If we have array equation like

`x = x + y`

this creates extra memory allocation. Does the following do in place update

`x .= x + y`

How to find out if the update is happening in place ?

Can’t answer the second question, but that case is what `x .+= y` is for.

1 Like

The best way to check if this is happening in place is `@allocated` (or `@time`).

I had a surprisingly difficult time running tests on this, because Julia seems to be quite smart about optimizing it. For example:

``````julia> a = rand(100);

julia> b = rand(100);

julia> c = zeros(100);

julia> using BenchmarkTools

julia> @btime c = a + b;
73.847 ns (1 allocation: 896 bytes)
``````

The fact that it does just one allocation suggests to me that julia is already doing `c = a + b` in place, even without `.=`, although maybe I’m missing something.

That’s weird. That said, in general, doing these tests in the global scope will often lead you astray. What happens if you try `f!(c,a,b) = (c = a+b)`?

It is indeed clever about that, but your case is not the same as in the question. It’s `x = x + y`, not `z = x + y`

Julia is doing everything correctly. Operation `a + b` requires 1 allocation to create a new array and `c = ...` binds variable `c` to this new array. Binding does not require allocation.

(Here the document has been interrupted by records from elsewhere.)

PR #4960, opened 2016-02-04
Show function signature for Golang buffers.

### LINKED ISSUE #4368: improvement: go layer autocomplete must show function signature
Hi guys, I think than would be cool than the autocomplete in the go layer would show the signature (expected arguments and result for every function) inside the box or in other windows (similar to how ternjs works) 

in my emacs config this works and show the function signature but I don't know why the spacemacs layer is  different, I suppose than must be a configuration in the layer because scala with ensime works as expected.

thanks!!!...

carlosgaldino:
This fixes #4368.

### DIFF
--- a/layers/+lang/go/packages.el
+++ b/layers/+lang/go/packages.el
@@ -100,7 +100,9 @@
       :if (configuration-layer/package-usedp 'company)
       :defer t
       :init
-      (push 'company-go company-backends-go-mode))))
+      (progn
+        (setq company-go-show-annotation t)
+        (push 'company-go company-backends-go-mode)))))
 
 (defun go/init-go-oracle()
   (let ((go-path (getenv "GOPATH")))


layers/+lang/go/packages.el
```diff
@@ -93,7 +93,11 @@
 
 (when (configuration-layer/layer-usedp 'auto-completion)
   (defun go/post-init-company ()
-    (spacemacs|add-company-hook go-mode))
+    (spacemacs|add-company-hook go-mode)
+    (add-hook 'go-mode-hook
+              (lambda ()
+                (setq-local company-go-show-annotation t)
```
fbergroth: `company-go-show-annotation` is part of the `company-go` package, it should be set there.

carlosgaldino: In their repo? Or on `go/init-company-go` in this same file?

fbergroth: Right, in `go/init-company-go` . Replace the `:init` section with
```el
(progn
  (setq company-go-show-annotation t)
  (push 'company-go company-backends-go-mode))
```

carlosgaldino: Changed. Thank you.

fbergroth:
:+1: although `company-tooltip-align-annotations` can be discussed. I personally prefer having it set to `nil` for the golang backend.

carlosgaldino:
@fbergroth Yeah, you're right. It is much better not aligned. I removed it.

syl20bnr:
Thank you !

In other words, `c = a + b` is roughly equivalent to

``````temp = Vector{Float64}(undef, 100)
for i in 1:100
temp[i] = a[i] + b[i]
end
c = temp
``````

If you want inplace operation, you need to use `.` both in `+` and `=`. Then this operations are fused together and turns into inplace update. I.e. `c .= a .+ b` is equivalent to

``````for i in 1:100
c[i] = a[i] + b[i]
end
``````

UPD: operation `c .= a + b` is rather meaningless, because it is equivalent to

``````temp = Vector{Float64}(undef, 100)
for i in 1:100
temp[i] = a[i] + b[i]
end

for i in 1:100
c[i] = temp[i]
end
``````

so it run even slower than `c = a + b` because instead of binding variable, it copies data.

5 Likes

You are benchmarking with global variables, so the allocations are going crazy (you should be seeing zero or 1 or 2 allocations, not hundreds of thousands).

Use BenchmarkTools.jl, don’t use the `@time` macro for micro-benchmarks, and avoid global variables.

2 Likes

Thanks, I deleted my post so as not to mislead future readers.